PR #62, opened 2017-11-14
Register and resolve modules from request scope

### LINKED ISSUE #61: Question about services lifecycles
I´m trying to use the Botwin library with EF Core. I registered the DbContext using services.AddDbContext (By default sets ServiceLifetime.Scoped) but I noticed that my application uses the same DbContext in each request. Then I noticed that the modules are created once, regardless of whether they are registered at IoC container as transient. So each dependency injected don't respect its configured Lifetime. Is this a desing decision?

Thanks in advance.

jchannon:
Fixes #61

### DIFF
--- a/src/BotwinExtensions.cs
+++ b/src/BotwinExtensions.cs
@@ -47,7 +47,7 @@ namespace Botwin
 
                     foreach (var route in module.Routes.Keys)
                     {
-                        routeBuilder.MapVerb(route.verb, route.path, ctx =>
+                        routeBuilder.MapVerb(route.verb, route.path, async ctx =>
                         {
                             var statusCodeHandlers = ctx.RequestServices.GetServices<IStatusCodeHandler>();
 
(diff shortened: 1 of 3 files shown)


jchannon:
I think this is going to be as good as it gets for a first pass. As @khellang said there will be a lot of allocations per request with this though. I can't see how you can cache anything to improve perf here. @davidfowl, do you have any thoughts before this gets merged?

src/BotwinExtensions.cs
```diff
@@ -164,13 +172,14 @@ public static void AddBotwin(this IServiceCollection services, params Assembly[]
             var modules = assemblies.SelectMany(x => x.GetTypes().Where(t => typeof(BotwinModule).IsAssignableFrom(t) && t != typeof(BotwinModule)));
             foreach (var module in modules)
             {
-                services.AddTransient(typeof(BotwinModule), module);
+                services.AddScoped(module);
```
davidfowl: Why not leave it as transient?

jchannon:
Because the modules are not used once the route is registered with
Routebuilder. If you create a new guid in the ctor and return it in the
route it is always the same value. The ctor is only hit once at startup not
once per request so all dependencies currently become a singleton

davidfowl:
Yea but you aren't fixing anything by making a scope. You're still creating the modules at app startup time. You don't need to make anything scoped here, they're probably only resolved once per request right? 

You just need to use the service provider on the HttpContext to resolve the module again inside of the route callback. That should be enough to solve your problems.

jchannon:
@davidfowl Hmm OK, will take a look thanks. @khellang any thoughts?

jchannon:
Removing the scope does still work with the module being resolved inside the wrapping handler

davidfowl:
Hmm actually it'll break if you inject a DbContext (or any other scoped dependency). Go ahead and keep the scope for now. It's hacky but it solves this problem.

The biggest downside is the fact that you have to instantiate the module, run the constructor which to get the list of routes which are only used once at startup. You always create a single instance of a module that gets thrown away.

jchannon:
@davidfowl is there any way to improve the perf doing that resolving, creating the actual handler each request?

davidfowl:
I forgot to add that work also happens per request but by then nobody cares about the routes.

jchannon:
Well the routes are looked up from the singleton module by the request scoped module to find the correct handler

khellang:
> Hmm actually it'll break if you inject a DbContext (or any other scoped dependency).

Yeah, the scope has to be there in order to not leak scoped dependencies resolved from the app container...

src/BotwinExtensions.cs
jchannon: @khellang why is the module added twice?

poke: @jchannon You need to add the module once as `BotwinModule`, so you can resolve all modules by requesting `IEnumerable<BotwinModule>` from DI. And then, you need to register each module as itself, so you can get the exact module later when you retrieve the module in the path handler.

jchannon: Seems odd 😄

poke: Maybe, but basically you are just assigning each module two “labels” you can refer it to. Once as the module itself, and once with it being *a* module.

jchannon:
Thanks @poke @khellang @davidfowl 👍 ❤️ 👍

#### [WHAT TO DO]
Every entry needs to be copied again exactly.

#### [RESULT OF THE TASK]
PR #62, opened 2017-11-14
Register and resolve modules from request scope

### LINKED ISSUE #61: Question about services lifecycles
I´m trying to use the Botwin library with EF Core. I registered the DbContext using services.AddDbContext (By default sets ServiceLifetime.Scoped) but I noticed that my application uses the same DbContext in each request. Then I noticed that the modules are created once, regardless of whether they are registered at IoC container as transient. So each dependency injected don't respect its configured Lifetime. Is this a desing decision?

Thanks in advance.

jchannon:
Fixes #61

### DIFF
--- a/src/BotwinExtensions.cs
+++ b/src/BotwinExtensions.cs
@@ -47,7 +47,7 @@ namespace Botwin
 
                     foreach (var route in module.Routes.Keys)
                     {
-                        routeBuilder.MapVerb(route.verb, route.path, ctx =>
+                        routeBuilder.MapVerb(route.verb, route.path, async ctx =>
                         {
                             var statusCodeHandlers = ctx.RequestServices.GetServices<IStatusCodeHandler>();
 
(diff shortened: 1 of 3 files shown)


jchannon:
I think this is going to be as good as it gets for a first pass. As @khellang said there will be a lot of allocations per request with this though. I can't see how you can cache anything to improve perf here. @davidfowl, do you have any thoughts before this gets merged?

src/BotwinExtensions.cs
```diff
@@ -164,13 +172,14 @@ public static void AddBotwin(this IServiceCollection services, params Assembly[]
             var modules = assemblies.SelectMany(x => x.GetTypes().Where(t => typeof(BotwinModule).IsAssignableFrom(t) && t != typeof(BotwinModule)));
             foreach (var module in modules)
             {
-                services.AddTransient(typeof(BotwinModule), module);
+                services.AddScoped(module);
```
davidfowl: Why not leave it as transient?

jchannon:
Because the modules are not used once the route is registered with
Routebuilder. If you create a new guid in the ctor and return it in the
route it is always the same value. The ctor is only hit once at startup not
once per request so all dependencies currently become a singleton

davidfowl:
Yea but you aren't fixing anything by making a scope. You're still creating the modules at app startup time. You don't need to make anything scoped here, they're probably only resolved once per request right? 

You just need to use the service provider on the HttpContext to resolve the module again inside of the route callback. That should be enough to solve your problems.

jchannon:
@davidfowl Hmm OK, will take a look thanks. @khellang any thoughts?

jchannon:
Removing the scope does still work with the module being resolved inside the wrapping handler

davidfowl:
Hmm actually it'll break if you inject a DbContext (or any other scoped dependency). Go ahead and keep the scope for now. It's hacky but it solves this problem.

The biggest downside is the fact that you have to instantiate the module, run the constructor which to get the list of routes which are only used once at startup. You always create a single instance of a module that gets thrown away.

jchannon:
@davidfowl is there any way to improve the perf doing that resolving, creating the actual handler each request?

davidfowl:
I forgot to add that work also happens per request but by then nobody cares about the routes.

jchannon:
Well the routes are looked up from the singleton module by the request scoped module to find the correct handler

khellang:
> Hmm actually it'll break if you inject a DbContext (or any other scoped dependency).

Yeah, the scope has to be there in order to not leak scoped dependencies resolved from the app container...

src/BotwinExtensions.cs
jchannon: @khellang why is the module added twice?

poke: @jchannon You need to add the module once as `BotwinModule`, so you can resolve all modules by requesting `IEnumerable<BotwinModule>` from DI. And then, you need to register each module as itself, so you can get the exact module later when you retrieve the module in the path handler.

jchannon: Seems odd 😄

poke: Maybe, but basically you are just assigning each module two “labels” you can refer it to. Once as the module itself, and once with it being *a* module.

jchannon:
Thanks @poke @khellang @davidfowl 👍 ❤️ 👍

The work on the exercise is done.